Compensation strategy

Budgets are tighter. Headcount decisions are harder. And the pressure to stay competitive on pay, without just spending more is real.

This webinar was for reward and HR leaders at Nordic companies navigating exactly this. We brought in Petra Skoglund (Senior HR Strategist at People by Cederfeldt) who spent last year working with 30+ clients across Sweden, the Nordics, and Europe on comp strategy, workforce planning, and getting leadership teams aligned on reward.

Topics we explored:

  • Connecting workforce planning to comp strategy in a way that holds up with the business
  • Defining what fair looks like during downsizing and restructuring
  • Aligning CFOs and HR and making the case for comp decisions at the top table
  • Rewarding fairly when pay increases aren't on the table

Catch up with the webinar on-demand

Key takeaways from the webinar

If you're more of a reader than a watcher, here are a few of the most interesting insights from Petra's session on pay differentiation in the Nordic model.

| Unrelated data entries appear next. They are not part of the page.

PR #853, opened 2026-04-30
Added createRcMemo primitive

clinuxrulz:
`createRcMemo` is similar to `createLazyMemo` except its lifetime is bounded by the existence of listeners. (the listeners are reference counted.)

- Initially when there are no listeners, the internal memo is not created.
- When it goes from 0 listeners, to some listeners the internal memo is constructed.
- When it goes from some listeners, to zero listeners the internal memo is deconstructed.
- The internal memo can be reconstructed again after it has been deconstructed.
- For the context being passed along, it will carry the context of the owner of which `createRcMemo` was called inside.

## Summary by CodeRabbit

* **New Features**
  * Introduced `createRcMemo` - a reference-counted memo primitive that automatically manages computational resources by executing only when active listeners exist, and cleaning up when all listeners are removed.

* **Documentation**
  * Added comprehensive `createRcMemo` documentation with usage examples and behavior details.

### DIFF
--- a/packages/memo/src/index.ts
+++ b/packages/memo/src/index.ts
@@ -428,10 +428,15 @@ export function createLazyMemo<T>(
  * Reference counted `createMemo`. The memo calculation will only run when there is at least one listener.
  *
  * Once the number of listeners drops to zero, the internal memo will be disposed after a microtask.
- * If a new listener is added later, the memo will be re-constructed.
+ * If a new listener is added later, the internal memo will be re-constructed.
  *
  * Unlike `createLazyMemo`, the internal memo's lifetime is managed by the number of listeners,
  * and it will stop updating when there are no listeners.
+ *
+ * It can be created outside of a reactive root, as it manages its own internal owner.
+ * If it is created inside a reactive root, it will carry the context of that root.
+ *
+ * **Note:** Because the internal memo is disposed when there are no listeners, the `prev` value in the calculation function will become stale if the internal memo is reconstructed.
  *
  * @param calc pure reactive calculation returning some value
  * @param value initial value for the calculation
@@ -482,14 +487,14 @@ export function createRcMemo<T>(
   const owner = getOwner();
   //
   return () => {
-    if (getListener() == null) {
+    if (getListener() === null) {
       if (existing === undefined) {
         return calc(undefined);
       } else {
         return existing.memo();
       }
     } else {
-      if (existing == undefined) {
+      if (existing === undefined) {
         runWithOwner(owner, () => {
           existing = createRoot((dispose) => {
             return {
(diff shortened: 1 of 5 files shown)


packages/memo/src/index.ts
```diff
@@ -423,6 +424,109 @@ export function createLazyMemo<T>(
   };
 }
 
+/**
+ * Reference counted `createMemo`. The memo calculation will only run when there is at least one listener.
+ *
+ * Once the number of listeners drops to zero, the internal memo will be disposed after a microtask.
```
atk, line 430: Please add that the `prev` argument to the memo will be based on the previous value after being without listeners and being re-initialized, even if intermediate computations would have led to a different value. Maybe consider providing an additional stale argument (or similar mechanism) to the handler.

packages/memo/src/index.ts
```diff
@@ -423,6 +424,109 @@ export function createLazyMemo<T>(
...
+
+export function createRcMemo<T>(
+  calc: (prev: T | undefined) => T,
+  value?: T,
+  options?: EffectOptions,
+): Accessor<T> {
+  if (isServer) {
+    let calculated = false;
+    return () => {
+      if (!calculated) {
```
atk, line 475: Document the server behaviour.

packages/memo/src/index.ts
```diff
@@ -423,6 +424,109 @@ export function createLazyMemo<T>(
...
+            };
+          });
+        });
+      } else {
+        existing.refCount++;
+      }
+      let existing2 = existing!;
+      onCleanup(() => {
+        existing2.refCount--;
+        if (existing2.refCount == 0) {
```
atk: Please use type-safe comparisons unless you consciously want to match other types, e.g. in line 485.

atk (changes requested):
There is no documentation in the README.md, and this also needs a changeset file (please run `npx changeset` and add a minor version). Lastly, add createRcMemo to package.json in the primitive.list array.

clinuxrulz:
@atk I believe I have address your requested changes.
Except for `npx changeset`, that command did not make any file changes on my machine, so I am a little confused.

Maybe you can try the `npx changeset` command on your end?

Regarding `prev` to clear things up. When an internal memo is disposed later on, and reconstructed again later later on, the `prev` value will not reset to the `initial` value provided to `createRcMemo`, it will instead carry on the last-seen `prev` value. If it seems unclear in the documentation still, I can try and clear it up.

I've used that `createRcMemo` pattern a lot in production code at work. I believe it's a handy one to have available.

clinuxrulz:
@atk changeset added. Apologies for before, I did not understand how the `npx changeset` worked.

atk (approved):

davedbase:
@clinuxrulz I'm going to merge this in but our 2.0 implementation wont have the changes. I'll try to port it with a new PR later this evening.

PR #854, opened 2026-05-03
upgrade: keyboard package upgrade for Solid 2.0

davedbase:
- Bumped peer deps to `solid-js@^2.0.0-beta.10` and `@solidjs/web@^2.0.0-beta.10`
- Replaced `isServer` import from `solid-js/web` → `@solidjs/web`
- Removed deprecated tuple API from `useKeyDownList` (the `[keys, { event }]` destructuring form)
- Fixed `useKeyDownSequence` — `createMemo` second arg is now options in Solid 2.0, so `prev` starts as `undefined`; handle with `prev ?? []`
- Rewrote `createShortcut` to use fully self-contained imperative state instead of reading reactive signals from event listeners (signal reads outside reactive computations return the pre-batch committed value in Solid 2.0, so shortcut detection and `preventDefault` must be synchronous/imperative)
- Moved `createKeyHold`'s `preventDefault` side effect out of `createMemo` into a dedicated `keydown` listener (memos must not have side effects in Solid 2.0)
- Added `INTERNAL_OPTIONS` (`{ ownedWrite: true }`) to signals written inside singleton roots to satisfy the owned-scope write restriction
- Added `test/server.test.ts` covering all six exported primitives under SSR conditions
- Updated browser tests to call `flush()` after dispatching keyboard events (Solid 2.0 batches signal writes; `flush()` commits them before assertions)


packages/keyboard/src/index.ts
```diff
@@ -222,10 +200,12 @@ export const useKeyDownSequence = /*#__PURE__*/ createSingletonRoot<Accessor<str
...
   const keys = useKeyDownList();
 
-  return createMemo(prev => {
+  // createMemo's second arg is options (not initialValue). The prev
+  // parameter starts as undefined; handle it with a fallback.
+  return createMemo((prev: string[][] | undefined) => {
     if (keys().length === 0) return [];
-    return [...prev, keys()];
-  }, []);
+    return [...(prev ?? []), keys()];
```
atk, line 207: I would prefer a default argument for prev as a cleaner solution.

atk (approved):

PR #510, opened 2026-01-07
Add note about color issues for Spectra 6 displays

kinto0:
Added a note regarding color issues with Spectra 6 displays.


fatihak:
Hi, the colors aren't necessarily 'wrong' and the linked issue doesn't provide any useful information. Something like this belongs more to the [troubleshooting guide](https://github.com/fatihak/InkyPi/blob/main/docs/troubleshooting.md) with details and steps.

Issue #167, opened 2025-06-21
Waveshare display not crisp


ian009:
Waveshare display not crisp

Description of display
7.3inch E Ink Spectra 6 (E6) Full Color E-Paper Display
E-Ink Display, Low Power Consumption, 800×480 Pixels, SPI Communication
7.3inch e-Paper HAT (E)
https://www.waveshare.com/product/displays/7.3inch-e-paper-hat-e.htm?sku=27875

installed latest version (as at 19 June 2025) using following command
sudo bash install/install.sh -W epd7in3e

Please see attached photo
Same problem observed on Raspberry Pi 4 & Raspberry Pi Zero 2W

![Image](https://github.com/user-attachments/assets/5c08c952-1852-48f6-9373-cf505c15c798)

cfhsu:
This is exactly what I found with my Waveshare 7.3" E6 display. I believe it comes from the diching process. I don't think we can really get rid of it unless the icon files have only the same 6 colors of a Spectra 6 display.

I have been tweaking with the settings a bit and found the following setting makes some improvement. Hope it helps.
Saturation: 1.2
Contrast: 1.0
Sharpness: 1.1
Brightness: 1.0

![Image](https://github.com/user-attachments/assets/3b92039a-c5c3-4b73-b549-3890a4e9fa37)

ian009:
Do you think that the Waveshare 7.3inch ACeP 7-Color E-Paper E-Ink Display Module, 800×480 Pixels will display correctly?

cfhsu:
The one color missing in E6 display is orange, which happens to be the dominant color of these weather icons. My guess is that it will be better, but not sure to what extent. The 7-color display has much longer refresh time and that's the reason I chose E6. Will have to dig more to see if I need to buy a 7-color one. Hope someone can share a picture of 7-color display here.

phattmatt:
InkyPi has no direct control over how the e-ink displays, or their drivers, work, I will close this issue.

Feel free to reopen, or raise a new issue, if you are still having problems.

kinto0:
two issues here:
- colors are wrong: in order to fix this, update your drivers with either of the changes for [epd7in3f ](https://github.com/waveshareteam/e-Paper/pull/411)or [epd7in3e](https://github.com/waveshareteam/e-Paper/pull/410) (no idea what the differences are, i'm on f)
[...]

PR #511, opened 2026-01-07
Attempt to fix waveshare orange color

kinto0:
hey, it's unfortunate that #167 exists after we paid ~100$ for a display. I'm hoping to change that. 

Can we turn oranges into the other colors this display supports?
- It seems like it could be done in `src/display/waveshare_display.py`

Or can we update the drivers themselves? (I don't know where the source code is for this)

In this PR, I update `src/display/waveshare_display.py`. 

Two parts left to this:
- How do we ensure this change is only applied to 6-color waveshare displays? I don't think this change is sufficiently gated but I'm not sure of the hardware options. Is it possible to fix?
- I would like assistance testing this. Currently I am making that change then reloading the display, but I don't notice a change. I've added log statements that should be hit and they are not. Reboot does not fix this.

### DIFF
--- a/src/display/waveshare_display.py
+++ b/src/display/waveshare_display.py
@@ -31,28 +31,24 @@ def split_image_for_bi_color_epd(image):
 
 def quantize_for_color_epd(image):
     """
-    Quantize image with extended palette for full-color e-paper displays.
+    Quantize image with correct palette for E6 (Spectra 6) full-color e-paper displays.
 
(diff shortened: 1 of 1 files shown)


kinto0:
fix is only possible in driver, not here:
- https://github.com/waveshareteam/e-Paper/pull/411
- https://github.com/waveshareteam/e-Paper/pull/410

Key takeaway 1: The Nordic model was designed for differentiation — not against it

There's a common misconception that Nordic collective bargaining frameworks resist performance-based pay. In practice, the opposite is true.

In Denmark, individual evaluation is not just permitted – it's expected annually. In Finland, the IT Services Collective Agreement explicitly states that pay development should reflect individual competence and performance. Norway's Frontfag model sets a budget ceiling, but who gets more and who gets less is a local decision. Sweden has no pay ceiling at all.

In all four countries, the question isn't whether the system allows you to differentiate. It does. The question is whether you have the structure to do it consistently and defensibly.

Key takeaway 2: The median conceals as much as it reveals

Ravio's European compensation data shows that 77% of employees received no pay increase last year, while the average increase for those who did receive one stayed flat.

At the same time, AI and advanced tech roles command a 12% salary premium over comparable positions. A 5% median can mean 0% for the majority and 15% for a small group – and if you're distributing budget equally across all roles, you're almost certainly under-investing in the ones that matter most. Those people know their market value, because they're being approached constantly.

Key takeaway 3: Role prioritisation needs a framework, not instinct

Most organisations allocate pay review budgets as a flat percentage across divisions, anchored to the prior year or collective agreement norms.

What the best organisations do differently is separate the general budget from strategic investment – explicitly allocating more to the areas where they need to compete hardest for talent.

The Value Potential Score (a 0–100 role-level framework scored across strategic impact, replaceability, market scarcity, revenue proximity, and future demand) gives HR a structured, documented, union-defensible way to make those decisions. It's forward-looking by design: it asks about future value, not historical performance, and it's applied at role level, not person level.

Key takeaway 4: Most pay equity problems are structural, not intentional

When managers make pay decisions without a shared framework and without a calibration step, a predictable set of problems follow: inconsistency across teams, pay gaps that compound silently, and decisions that reward tenure and personality over future value.

The fix isn't cultural – it's structural. Calibration panels surface inconsistencies before decisions are communicated, and year-round pay dialogue means employees aren't sitting down in November with no context for a zero outcome. As the EU Pay Transparency Directive moves closer to implementation, having a framework you can explain and defend isn't optional. It's the foundation.